PR #6246, opened 2021-09-11
feat(mechanics): Allow boarding missions from NPC ships with flag

### LINKED ISSUE #6097: Functionality for Derelict Missions

Terin:
**Feature:** This PR implements the feature request detailed and discussed in, and would resolve #6097 

## Feature Details
The other part of half of the coin for the linked issue, this PR lets content creators give the `offers` personality to NPC ships in missions. This overrides the default blocker against NPC/"Special" ships from generating boarding missions, enabling a player to create bespoke derelicts (or ships that you could disable yourself) which can give unique boarding missions.

For example, we could have a mission similar to "Hunted" which periodically, invisibly spawns a derelict within range of the player, and if they happen to stumble upon it, they can get a selection of missions through there. Alternatively, some mission could ask you to destroy a target, but if you disable and board it first, you can get some alternative or bonus outcome.

The implementation checks for the `offers` personality when boarding, and then sets a `boardedOfferer` bool on the ship. Ideally, it would be cleaner to handle it in just the NPC class, but the BoardingMission function under PlayerInfo only checks the ship. As far as I'm aware, you cannot work up from a ship to check if it's an NPC, so it would need to be handled through ships/personalities. The `boardedOfferer` flag is then serialized as `boarded`, if a player saves in that time.

## UI Screenshots
N/A

## Usage Examples
```
mission "Derelict Generator"
	invisible
	landing
	repeat
	deadline 30
	to offer
		random < 3
	npc assist
		government "Derelict"
		personality derelict offers
		system
			distance 3 5
		ship "Freighter" "S.S. Ghost Ship"



mission "Ghost Ship"
	assisting
	destination "Earth"
	to offer
		source
			government "Derelict"
	...
```

## Testing Done
- Ensured ships with the `offers` personality could receive boarding missions
- Boarded once, then tried to board again to confirm that they would not generate a second mission
- Boarded once, saved and reloaded, and tried to board again to see no new mission
- Went to an older `derelict` mission to confirm no boarding missions would spawn off them

## Performance Impact
N/A

### DIFF
--- a/source/Personality.cpp
+++ b/source/Personality.cpp
@@ -49,6 +49,7 @@ namespace {
 	const int TARGET = (1 << 25);
 	const int MARKED = (1 << 26);
 	const int LAUNCHING = (1 << 27);
+	const int OFFERS = (1 << 28);
 	
 	const map<string, int> TOKEN = {
 		{"pacifist", PACIFIST},
@@ -78,7 +79,8 @@ namespace {
 		{"opportunistic", OPPORTUNISTIC},
 		{"target", TARGET},
 		{"marked", MARKED},
-		{"launching", LAUNCHING}
+		{"launching", LAUNCHING},
+		{"offers", OFFERS}
 	};
 	
 	const double DEFAULT_CONFUSION = 10.;
@@ -331,6 +333,13 @@ bool Personality::IsMarked() const
 bool Personality::IsMute() const
 {
 	return flags & MUTE;
+}
+
+
+
+bool Personality::Offers() const
+{
+	return flags & OFFERS;
 }
 
 
--- a/source/Personality.h
+++ b/source/Personality.h
@@ -69,6 +69,7 @@ public:
 	bool IsTarget() const;
 	bool IsMarked() const;
 	bool IsMute() const;
+	bool Offers() const;
 	
 	// Current inaccuracy in this ship's targeting:
 	const Point &Confusion() const;
--- a/source/PlayerInfo.cpp
+++ b/source/PlayerInfo.cpp
@@ -1615,9 +1615,12 @@ Mission *PlayerInfo::MissionToOffer(Mission::Location location)
 // relationship with the player. If none offer, return nullptr.
 Mission *PlayerInfo::BoardingMission(const shared_ptr<Ship> &ship)
 {
-	// Do not create missions from existing mission NPC's, or the player's ships.
-	if(ship->IsSpecial())
+	// Do not create missions from existing mission NPC's, the player's ships,
+	// or ships with the "Offers" personality that have already been boarded.
+	if(ship->IsSpecial() && (!ship->GetPersonality().Offers() || ship->IsBoardedOfferer()))
 		return nullptr;
+	if(ship->GetPersonality().Offers())
+		ship->SetBoardedOfferer();
 	// Ensure that boarding this NPC again does not create a mission.
 	ship->SetIsSpecial();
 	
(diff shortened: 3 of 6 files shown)


tehhowch:
At its core this is using a mission to offer other missions, which we already do today to great effect.

Why is this particular approach needed? It seems like this is addressing a symptom, rather than actually addressing the root issue: missions only trigger on landing, or upon boarding some ship that is not a part of any mission chain, so people find it hard to build a mission chain from a derelict.

Expanding the number of places that can spawn missions is planned (such as when entering a system or scanning something), as is allowing missions to opt-in to completing in-flight rather than upon landing.

I think a better goal is to work in those directions, or ensuring that the existing NPC "boarding conversation" (shown when you complete an npc's success criteria) is able to set the dominos in motion for the next mission in the chain, whether that's an event, condition toggle, etc.

Terin:
> At its core this is using a mission to offer other missions, which we already do today to great effect.

Yeah, it's a tried and true approach to designing specific chains of events in Endless Sky, and this would extend it to boarding NPC ships, letting us make use of the existing mission infrastructure, being able to filter by government, check reputation, ensure the player has enough cargo/passenger space before giving a mission, etc.

> Expanding the number of places that can spawn missions is planned (such as when entering a system or scanning something), as is allowing missions to opt-in to completing in-flight rather than upon landing.

Sure. I don't see why this PR isn't playing towards that goal, though. This is expanding where a mission can spawn, on an NPC ship flagged by a content creator. It is a roundabout implementation, due to how PlayerInfo::BoardingMission can't talk to NPC, but it accomplishes it.

> I think a better goal is to work in those directions, or ensuring that the existing NPC "boarding conversation" (shown when you complete an npc's success criteria) is able to set the dominos in motion for the next mission in the chain, whether that's an event, condition toggle, etc.

Those sound like useful tools to have access to, but how would that affect letting someone create missions from unique derelict ships? Is it planned for events to basically place missions into a player's list? Since otherwise, I cannot see how that specifically addresses the issue of derelicts. Like I mentioned above, the mission infrastructure provides a lot to a content creator, in a way that events or conditions couldn't really replicate in the moment you board a ship.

····················

_How to complete this task_
Your task is to copy each line of the entries that includes the word "Feature".

_Response area_
**Feature:** This PR implements the feature request detailed and discussed in, and would resolve #6097 
## Feature Details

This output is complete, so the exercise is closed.